利用微调的大语言模型鉴定水稻基因组中的DNA N6-甲基腺嘌呤修饰
Identification of DNA N6-methyladenine modifications in the rice genome with a fine-tuned large language model.
作者信息
Zhang Yichi, Chen Hao, Xiang Shicheng, Lv Zhibin
机构信息
College of Biomedical Engineering, Sichuan University, Chengdu, China.
出版信息
Front Plant Sci. 2025 Jun 25;16:1626539. doi: 10.3389/fpls.2025.1626539. eCollection 2025.
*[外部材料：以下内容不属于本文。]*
PR #1068, opened 2021-03-04
Add ability to move cells

jeremyrsmith:
Adds messaging & UI for moving cells. This has become more urgent due to the new viz cell UX.

In the future, it would be nice to determine the impact that moving a cell would have on its (and its dependents) to re-run in a reproducible way; that isn't handled here.

Screen Recording 2021-03-08 at 11 43 24 AM mov


jonathanindig (approved):
Looks sweet!

PR #1075, opened 2021-03-10
[WIP] Bring back the inspect modal (optionally) as "quick inspect"

jeremyrsmith:
- Adds a hover popup UX for the symbol table, which shows you a quick view of the type & useful-est non-streaming presentation of that value in a popout on hover
  - Also includes buttons for quickly plotting, browsing, otherwise visualizing, and "quick-inspecting" the value.
- The "value inspector" modal returns as "quick inspect"
  - It no longer has the plot editor or data table browser (TODO: should we just embed the new versions of these things?)
  - This is mainly useful for "out-of-band" inspection of the value, when the aforementioned popup widget isn't enough (e.g. looking at MIME reprs out-of-band)


jeremyrsmith:
Here's what it looks like:

https://user-images.githubusercontent.com/864869/110658379-7f7db180-8176-11eb-923a-1861d2299ec4.mp4

jonathanindig (approved):
Looks great!

PR #1080, opened 2021-03-11
fix codec test failure on ZWNBSP

jonathanindig:
Fixing this test failure: https://github.com/polynote/polynote/pull/1079/checks?check_run_id=2082088311

### DIFF
--- a/polynote-frontend/polynote/data/codec.test.ts
+++ b/polynote-frontend/polynote/data/codec.test.ts
@@ -35,6 +35,8 @@ describe("A Codec", () => {
         expect(Codec.decode(codec, Codec.encode(codec, value))).toEqual(value)
     }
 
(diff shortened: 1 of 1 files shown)


polynote-frontend/polynote/data/codec.test.ts
```diff
@@ -35,6 +35,8 @@ describe("A Codec", () => {
         expect(Codec.decode(codec, Codec.encode(codec, value))).toEqual(value)
     }
 
+    const safeUnicode = () => fc.unicode().filter(char => char !== "﻿") // Zero-width non-breaking space doesn't roundtrip through the TextEncoder.
```
jonathanindig, line 38: This is not an empty string, it's actually a [zero-width non-breaking space (a.k.a. Byte-order mark)](https://en.wikipedia.org/wiki/Byte_order_mark) which TextDecoder doesn't handle well.

jeremyrsmith (approved):

PR #1093, opened 2021-03-18
Fix empty viz cell issue

jonathanindig:
There was an issue where new, empty Viz cells could be made that would
subsequently break notebook rendering (making it look like your notebook
disappeared!)

This fixed the underlying issue and makes the failure less catastrophic
if it does somehow happen again.

### DIFF
--- a/polynote-frontend/polynote/state/notebook_state.ts
+++ b/polynote-frontend/polynote/state/notebook_state.ts
@@ -247,7 +247,7 @@ export class NotebookStateHandler extends BaseHandler<NotebookState> {
                 }
             }
             const currentCell = state.cells[currentCellId];
-            anchor = {id: currentCellId, language: currentCell?.language ?? 'scala', metadata: currentCell?.metadata ?? new CellMetadata()};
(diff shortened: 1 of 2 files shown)


polynote-frontend/polynote/state/notebook_state.ts
```diff
@@ -247,7 +247,7 @@ export class NotebookStateHandler extends BaseHandler<NotebookState> {
                 }
             }
             const currentCell = state.cells[currentCellId];
-            anchor = {id: currentCellId, language: currentCell?.language ?? 'scala', metadata: currentCell?.metadata ?? new CellMetadata()};
+            anchor = {id: currentCellId, language: currentCell?.language && currentCell.language === 'viz' ? 'scala' : currentCell.language, metadata: currentCell?.metadata ?? new CellMetadata()};
```
jeremyrsmith, line 250: Looks like maybe this should be `... ? 'scala' : (currentCell?.language ?? 'scala')`?

jeremyrsmith (approved):

polynote-frontend/polynote/state/notebook_state.ts
jonathanindig: How about `(currentCell?.language === undefined || currentCell?.language === 'viz') ? 'scala' : currentCell.language` ?

PR #1097, opened 2021-03-18
Fix import completion cases

jeremyrsmith:
- Fix import completions of root packages
- Fix import completions from non-packages


jonathanindig:
🎉  yay, import completions!

Would it be worth adding a test to the completions section of `ScalaInterpreterSpec` ?

jeremyrsmith:
Good point @jonathanindig! Done!

jonathanindig (approved):

PR #1102, opened 2021-03-23
Fix plot issues

jeremyrsmith:
- Fix "No possible dimension" error when there are only `Double`s
- Hide impossible plot types for the above case
- Add button to convert a plot-viz to a Vega cell
- Small accuracy tweak to `Seq`-based histogram implementation (histogram is still not very pretty)


polynote-frontend/polynote/ui/input/plot_selector.ts
```diff
@@ -703,6 +701,9 @@ function histogramPlot(plotDef: PlotDefinition, plot: HistogramPlot, schema: Str
         throw new Error(`Field ${plot.x.field} is not in the schema`);
     }
 
+    // TODO: Bins would look nicer if the "step" could be calculated from the data as (max - min) / binCount.
+    //       But, vega-lite isn't capable of that (requires the `extent` transform from vega). Should this be
+    //       rewritten as a vega spec instead of vega-lite? It's quite a bit more complicated...
```
jonathanindig, line 706: Would it be possible for us to calculate the value outside of Vega and directly pass it into the spec?

jonathanindig (approved):

polynote-frontend/polynote/ui/input/plot_selector.ts
jeremyrsmith: Not easily, because the spec is created before anything about the data is known.

In "vega" (but not "-lite") we could compute extents from the data once it comes in, and bind the `step` of the bin stuff to a computation based on that. But "vega" is pretty gnarly compared to vega-lite, so I'll just leave this as-is for now (even though the axis doesn't look nice, it's still a useful view)

PR #1104, opened 2021-03-24
Tweaks to quick inspection widget

jeremyrsmith:
- Allow it to take more screen width
- Move it a little closer to the symbol table
- Allow arbitrary line breaking in a StringRepr (like in a terminal) to prevent it from getting really ragged
- Truncate StringReprs in a nicer way (with an ellipsis at the end if it was truncated)

### DIFF
--- a/polynote-kernel/src/main/scala/polynote/messages/package.scala
+++ b/polynote-kernel/src/main/scala/polynote/messages/package.scala
@@ -76,6 +76,10 @@ package object messages {
     else
       str.asInstanceOf[TinyString]
 
+    def truncatePretty(str: String): TinyString = if (str.length > 255) {
+      (str.substring(0, 254) + "…").asInstanceOf[TinyString]
+    } else str.asInstanceOf[TinyString]
+
     def unapply(str: TinyString): Option[String] = Option(str)
   }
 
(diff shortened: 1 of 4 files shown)


polynote-kernel/src/main/scala/polynote/messages/package.scala
```diff
@@ -76,6 +76,10 @@ package object messages {
     else
       str.asInstanceOf[TinyString]
 
+    def truncatePretty(str: String): TinyString = if (str.length > 255) {
```
jonathanindig, line 79: Curious why we need to explicitly truncate with ellipses on the backend - can't we truncate with CSS `text-overflow: ellipsis;`?

jonathanindig (approved):

polynote-kernel/src/main/scala/polynote/messages/package.scala
jeremyrsmith: Because it's already been truncated on the server, so there's nothing to overflow. We truncate it on the server because it could be like a 500MB string of limited utility to the client, and there's no sense sending over the wire...

jeremyrsmith: This just changes the truncation behavior to make it prettier – truncation already happens.

jonathanindig: Right, it just feels like adding the ellipses is a frontend sort of thing. Sorry, I forgot that `text-overflow` wouldn't work given it's are already truncated.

DNA N6-methyladenine (6mA) plays a significant role in various biological processes. In the rice genome, 6mA is involved in important processes such as growth and development, influencing gene expression. Therefore, identifying the 6mA locus in rice is crucial for understanding its complex gene expression regulatory system. Although several useful prediction models have been proposed, there is still room for improvement. To address this, we propose an architecture named iRice6mA-LMXGB that integrates a fine-tuned large language model to identify the 6mA locus in rice. Specifically, our method consists of two main components: (1) a BERT model for feature extraction and (2) an XGBoost module for 6mA classification. We utilize a pre-trained DNABERT-2 model to initialize the parameters of the BERT component. Through transfer learning, we fine-tune the model on the rice 6mA recognition task, converting raw DNA sequences into high-dimensional feature vectors. These features are then processed by an XGBoost algorithm to generate predictions. To further validate the effectiveness of our fine-tuning strategy, we employ UMAP(Uniform Manifold Approximation and Projection) visualization. Our approach achieves a validation accuracy of 0.9903 in a five-fold cross-validation setting and produces a receiver operating characteristic (ROC) curve with an area under the curve (AUC) of 0.9994. Compared to existing predictors trained on the same dataset, our method demonstrates superior performance. This study provides a powerful tool for advancing research in rice 6mA epigenetics.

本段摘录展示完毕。